Anti-Human ENG Recombinant Antibody (Carotuximab) (CAT#: TAB-013ML)

Figure 1 Tube formation, proliferation and survival of CSC-TEC and TEC treated with TRC105.

(A and E) Representative micrograph of tubular structures formed by CSC-TEC (A) or TEC (E) at increasing levels of TRC105 (TRC40-TRC320, corresponding to TRC105 from 40 to 320 μg/ml).
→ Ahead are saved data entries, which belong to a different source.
Issue #2260, opened 2024-07-08
feat: make auto-promotion behave correctly for multiple pipelines


krancour:

hiddeco:
Has been addressed by #2273.

PR #2273, opened 2024-07-09
feat(stage): support multi-pipeline auto-promotion

hiddeco:
Fixes: #2260

This adds support for promoting multiple Freight from different origins to a Stage during auto-promotion, by ensuring there is a Promotion for the latest Freight of each request/origin.

In support of this, the following notable changes were made:

- The `getAvailableFreight` function has been replaced with `getAvailableFreightByOrigin`, which returns a map of Freight grouped by their origin. In addition, tiny bits of the previous logic have been optimized (e.g. stop looking for Freight in other places if `.origin.direct` is set).
- The `FreightReference` field in the `PromotionReference` is now optional, to prevent the `.origin.kind` validation from being triggered in edge-case scenarios.
- The Promotion reconciler confirms the Stage is currently aware of the Promotion before continuing. This prevents race conditions that could lead to compusing the wrong `FreightCollection` during a promotion. In a future iteration, we should decouple this (again), for which I have recorded some notes in a `// TODO`.


krancour (approved):
:fire: This was really straightforward and a test drive (merged with the latest from multi-pipeline) passed with flying colors.

LGTM after the merge conflict in generated code has been resolved.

Original magnification x100. (B and F) Tube length of CSC-TEC (B) and TEC (F) at different doses (40-320 μg/ml) of TRC105. Data are represented as mean ± SD of at least three independent experiments normalized to untreated cells (CTL). (C and G) Proliferation levels of CSC-TEC (C) and TEC (G) at different doses (40-320 μg/ml) of TRC105. Data are represented as mean ± SD of at least three independent experiments normalized to CTL. (D and H) Percentage of apoptotic CSC-TEC (D) and TEC (H) treated with two different doses of TRC105 (80 and 160 μg/ml).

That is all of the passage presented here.